CAPLe Groupe Hersant Media (GHM) a présenté, lundi à Reims lors d'un comité d'entreprise extraordinaire, l'offre de reprise de son pôle Champagne-Ardenne-Picardie (CAP) par le groupe belge Rossel, qui doit être finalisée au plus tard le 31 décembre. A l'issue de la vente, Rossel, qui contrôle déjà le groupe de presse nordiste La Voix du Nord, détiendra également les titres l'union-L'Ardennais, L'Est Eclair, Libération Champagne et L'Aisne nouvelle, ainsi que la radio Champagne FM et la régie publicitaire CAP Régies.

«Cette cession, qui a reçu l'aval des banques créancières de GHM le 2 novembre, doit apporter au pôle les synergies et le soutien nécessaires à son redressement.

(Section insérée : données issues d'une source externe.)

Issue #2934, opened 2021-06-22
Global banners


iPurpl3x:
## Feature Request

**Is your feature request related to a problem? Please describe.**
Yes, the problem is this: [comment from `fof/terms`](https://github.com/FriendsOfFlarum/terms/blob/e303f03ab91ea08f9dc6da087c98d46591df25b7/js/src/forum/addUpdateAlert.js#L34). The problem is that when it comes to very customized forums, there are a lot of pages where the banner has to be added explicitly.

**Describe the solution you'd like**
A detailed description of your proposed solution. Include:
- How the feature would work/behave
  Add something in core to make it possible to show these kind of banners globally. Just like alertEmailConfirmation. 
- Any potential drawbacks
  I don't think so

**Justify why this feature belongs in Flarum's core, rather than in a third-party extension**
It's an extensibility feature that would be beneficial to many users and developers. 

**Describe alternatives you've considered**
As said above, the alternative is to add the banner to each page manually. Which is difficult to maintain.

SychO9:
You're referring to the hero I presume ? if so the goal is to improve that with #2248

iPurpl3x:
More or less @SychO9, the here is one thing and your proposal would already improve the extensibility a lot!

But here I'm referring to those yellow banners/alerts that appear when needing to confirm the email on registration, or the one that appears when the terms have changed (fof/terms). There might be other cases but I cannot bring them to my mind right now...

SychO9:
Oh I see, yes that makes sense!

PR #3073, opened 2021-09-17
Add config.php option not to boot extensions

askvortsov1:
If the `boot_extensions` key is set to false, core will not boot any extensions in the backend, or run any initializers in the frontend. This allows admins to recover their forum without SSH access by disabling extension boot, going to the admin panel, and turning off offending extensions.

**Questions/Concerns for Reviewers**:

- Should we somehow signal to admins that this mode is enabled, possibly via alert? Otherwise, it might be confusing why extensions are indicated as enabled in the admin dashboard. This is challenging, as the alerts we currently have are in `content.blade.php`, and that view does not have access to payload/config.
- Should this require maintenance mode? If we disable all extensions (e.g. tags), some restricted discussions / content will immediately become public. This could lead to leaks via web scraping.

### DIFF
--- a/js/src/common/Application.js
+++ b/js/src/common/Application.js
@@ -168,7 +168,9 @@ export default class Application {
   }
 
   boot() {
-    this.initializers.toArray().forEach((initializer) => initializer(this));
+    if (this.data.attributes.bootExtensions) {
+      this.initializers.toArray().forEach((initializer) => initializer(this));
+    }
 
     this.store.pushPayload({ data: this.data.resources });
 
--- a/src/Api/Serializer/ForumSerializer.php
+++ b/src/Api/Serializer/ForumSerializer.php
@@ -77,6 +77,7 @@ class ForumSerializer extends AbstractSerializer
             'baseUrl' => $url = $this->url->to('forum')->base(),
             'basePath' => parse_url($url, PHP_URL_PATH) ?: '',
             'debug' => $this->config->inDebugMode(),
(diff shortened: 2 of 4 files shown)


SychO9 (commented):
Damn, completely forgot about this..

> Should we somehow signal to admins that this mode is enabled, possibly via alert? Otherwise, it might be confusing why extensions are indicated as enabled in the admin dashboard. This is challenging, as the alerts we currently have are in content.blade.php, and that view does not have access to payload/config.

Yes, we can do something similar to what we currently do with [email confirmation alerts](https://github.com/flarum/core/blob/eb4b18a979c7406cbf154a107662652d282fe415/js/src/forum/utils/alertEmailConfirmation.js#L11), we add a div and mount into it from the frontend. Hacky, but it's something we will improve with 2.0's structure refactor anyway: https://github.com/flarum/core/issues/2934.

> Should this require maintenance mode? If we disable all extensions (e.g. tags), some restricted discussions / content will immediately become public. This could lead to leaks via web scraping.

I believe so, not booting all extensions might lead to unexpected results depending on what/how extensions do what they do, so only admins should be able to access the app. Problem is, the maintenance mode is currently not allowing admins in either, so we have to investigate and fix that first: https://github.com/flarum/core/issues/1732.

luceos:
I like this idea: a) yes add a warning in both forum and admin b) enable maintenance too

I'd like to suggest to name the config key `safe_mode` though.

askvortsov1:

PR #3080, opened 2021-09-24
Filter composer icon array to only valid values

### LINKED ISSUE #3078: Invalid `composer.json` data in enabled or disabled extensions brick admin dashboard
## Bug Report

**Current Behavior**
With some extensions, the admin frontend is inaccessible.

One example seems to be `fof/spamblock`. This extension has no effect on v1.0.4, but renders the admin frontend inaccessible on v1.1.

This appears to relate to #3059.

image

**Steps to Reproduce**
1. Install `fof/spamblock`
2. Access the admin frontend

**Expected Behavior**

**Environment**
- Flarum version: dev-master
- Webserver: Apache
- Hosting environment: Docker
- PHP version: 8.0.0

SychO9:
**Fixes #3078**

If an extension has objects within the icon object in composer.json, it leads to the error reported. So we filter out the values to make sure that doesn't occur.

**Confirmed**

### DIFF
--- a/src/Extension/Extension.php
+++ b/src/Extension/Extension.php
@@ -283,6 +283,14 @@ class Extension implements Arrayable
     {
         $properties = $this->getIcon();
 
+        if (empty($properties)) {
+            return '';
+        }
+
+        $properties = array_filter($properties, function ($item) {
+            return ! is_array($item);
+        });
+
         unset($properties['name']);
 
         return implode(';', array_map(function (string $property, string $value) {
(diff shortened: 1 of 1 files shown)


src/Extension/Extension.php
```diff
@@ -283,6 +283,14 @@ public function getIconStyles(): string
     {
         $properties = $this->getIcon();
 
+        if (empty($properties)) {
+            return '';
+        }
+
+        $properties = array_filter($properties, function ($item) {
+            return ! is_array($item);
```
davwheat, line 291: Would it be better to check with `is_string()`?

SychO9: oh definitely 🤦🏼 

```suggestion
            return is_string($item);
```

davwheat (approved):

askvortsov1 (approved):

PR #3084, opened 2021-09-28
#2492 - Groups filtering & retrieve single endpoint

### LINKED ISSUE #2492: Groups GET API endpoint ignores parameters
## Bug Report

**Current Behavior**
No matter the GET params, `/api/groups` always return all groups. None of the usual parameters like `filter[q]` and `page` work. There is also no way to get one group by its ID (`GET /groups/{id}` doesn't exist like it does for users and discussions).

**Steps to Reproduce**
1. Open https://discuss.flarum.org/api/groups?page[limit]=1
2. See more than 1 entry

MatusMak:
**Fixes flarum/framework#2492**

- Added dedicated `GET /api/groups/{id}` endpoint for retrieving single record
- Added basic filtering, sorting and pagination to `GET /api/groups` endpoint

- Overal code style to confirm compliance with established conventions

**Confirmed**

**Required changes:**


askvortsov1 (changes requested):
Fantastic work, thank you so much for taking up this issue and diving so deep into the codebase! I left a quick change comment in the code.

More generally speaking, I have mixed feelings about the "name" filter, as that feels more like a limited search than a filter. Seeing as it currently requires a precise match, is there a concrete use case? If not, maybe we should leave that one out for now.

MatusMak:
Yeah, you are right, I'm probably lacking a use case for the exact match filter. I could rewrite it to LIKE match, but that can be a limited searcher as you said.

I wanted to introduce further scoping, so that it can potentially cover use case described in flarum/issue-archive#280. But I guess that it's so rare 99.9% of forums won't need this.

So I guess the question is whether full text match would have any benefits or not. Let me know & I will make the changes :)

askvortsov1:
To be honest, I think that for now, it might be best to hold off on any name searching functionality until we better understand use cases. The PR is already pretty big, but more importantly, if we set an API now and decide to make changes later, that would be a breaking change. @flarum/core what are y'all thoughts?

> I wanted to introduce further scoping, so that it can potentially cover use case described in flarum/issue-archive#280. But I guess that it's so rare 99.9% of forums won't need this.

flarum/issue-archive#280 is complicated because completely paginated groups has big implications across our architecture. This PR is definitely a huge step towards that direction, but I don't think we should aim to tackle it here.

This all being said, thank you again so much for the contribution!

askvortsov1 (approved):
Excellent, thank you very much!

SychO9 (changes requested):
Thank you for the PR!

askvortsov1 (approved):

SychO9 (approved):
Code looks good!

PR #3026, opened 2021-08-15
CSS Code Housekeeping

SychO9:
**Progresses #2600**

**Changes proposed in this pull request:**
General cleanup of certain bits of code, all safe and doesn't change anything.
* Removed dead code.
* Used CSS Variables in certain scopes to improve customizability.

**Reviewers should focus on:**
🤷🏼‍♂️ 

**Confirmed**

- [x] Frontend changes: tested on a local Flarum installation.

PR #3085, opened 2021-09-28
Revert "CSS Code Housekeeping"

askvortsov1:
Reverts flarum/core#3026

This PR broke some components on Safari:

image

image
image

### DIFF
--- a/less/admin/AdminNav.less
+++ b/less/admin/AdminNav.less
@@ -52,12 +52,20 @@
 }
 
 @media @phone, @tablet {
-  .AdminNav {
+  .App-nav .AdminNav {
     .Dropdown-menu {
       > li {
+        .ExtensionListTitle {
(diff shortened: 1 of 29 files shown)


SychO9:
do we know if it's a specific change ? I can't think of any change in that PR that could affect those icons, most of those changes was just minor cleanup, none of which really directly affect any of the dropdown elements.

askvortsov1:
> do we know if it's a specific change ? I can't think of any change in that PR that could affect those icons, most of those changes was just minor cleanup, none of which really directly affect any of the dropdown elements.

I'm not 100% sure, all I know is that with browserstack, it worked before this commit but didn't work afterwards. Maybe some of the vendor prefixes were actually needed? If you have time, we can try and salvage out the working parts, but if not, might be better to revert entirely and revisit next cycle.

Issue #3022, opened 2021-08-12
Dashes in table prefix will prevent installation


clarkwinkelmann:
## Bug Report

**Current Behavior**
If the database table prefix includes a dash, one or multiple migrations will fail with a syntax error and prevent completion of the installation.

**Steps to Reproduce**
1. Install Flarum according to official instructions
2. Use prefix `flarum-` (the dash is the important part, can be anywhere in the prefix)
3. Installation fails

```
SQLSTATE[42000]: Syntax error or access violation: 1064 You have an error in your SQL syntax; check the manual that corresponds to your MySQL server version for the right syntax to use near '-flags CHANGE time created_at DATETIME NOT NULL' at line 1 (SQL: ALTER TABLE flarum-flags CHANGE time created_at DATETIME NOT NULL)
```

**Expected Behavior**
Either the dash should not cause an error, or a validation error should reject the use of a dash.

**Screenshots**

**Environment**
- Flarum version: 1.0.4
- Hosting environment: local
- PHP version: 7.4
- MySQL mysql  Ver 14.14 Distrib 5.7.33,

**Possible Solution**
This error is also present in Laravel. If I create a new Laravel app, set the db prefix to `laravel-`, then attempt to use `Blueprint::renameColumn`, I will get the same error. It seems to happen for any field type and not just datetime.

I'm unsure if this is an issue with Laravel or Doctrine DBAL. Since `Blueprint::renameColumn` only works with DBAL installed, it needs DBAL. The error happens with both DBAL 2.x which Flarum uses and DBAL 3.x which is the latest.

The only issue I managed to find that might be related to this is this one about database names https://github.com/doctrine/dbal/issues/1735

I cannot find any explanation of what Laravel considers a valid database prefix. Maybe a dash was never supposed to be a valid prefix. We could try to open an issue at https://github.com/laravel/framework/issues to know what they think of it?

Otherwise we could just add validation to prevent the use of a dash in the prefix, at least via the web UI.

**Additional Context**
Reported first here https://discuss.flarum.org/d/28603-installation-page-sqlstate42000-syntax-error-or-access-violation

The migration that fails is this one, but I suspect it's just the first with a `renameColumn` that's also not in the `install.dump` file https://github.com/flarum/flags/blob/master/migrations/2018_06_27_101500_change_flags_rename_time_to_created_at.php I'm pretty sure all `renameColumn` instructions will cause the same error.

[...]

PR #3089, opened 2021-10-01
Disallow dashes in database prefix

mbicknese:
As a temporary fix it has been requested to disallow dashes in the database prefix. The installation process fails when the prefix does include a dash.

#3022

--

**#3022*

The install process will now throw an error when the database prefix contains a dash.

**Confirmed**

### DIFF
--- a/src/Install/DatabaseConfig.php
+++ b/src/Install/DatabaseConfig.php
@@ -87,8 +87,8 @@ class DatabaseConfig implements Arrayable
         }
 
         if (! empty($this->prefix)) {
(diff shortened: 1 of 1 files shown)


askvortsov1 (approved):
LGTM, thank you very much for the contribution!

davwheat (approved):

askvortsov1:
We're currently in feature freeze for our 1.1 release, so we'll merge this in a bit. Thanks again!

mbicknese:
Wow, you're fast. I'll continue to look into the bigger issue so we can revert this change later on.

Elle permettra aussi à GHM de se consacrer à la finalisation de la renégociation de sa dette bancaire et de garantir ainsi l'avenir de ses titres du pôle Paca et d'outre-mer».

Selon le SNJ, il y aurait une restruction, avec des licenciements, mais moins que ceux annoncés lors de la première tentative de reprise, et étalés dans le temps. La FILPAC-CGT veut une négociation globale et non entité par entité.

Une prochaine réunion est prévue le 12 novembre.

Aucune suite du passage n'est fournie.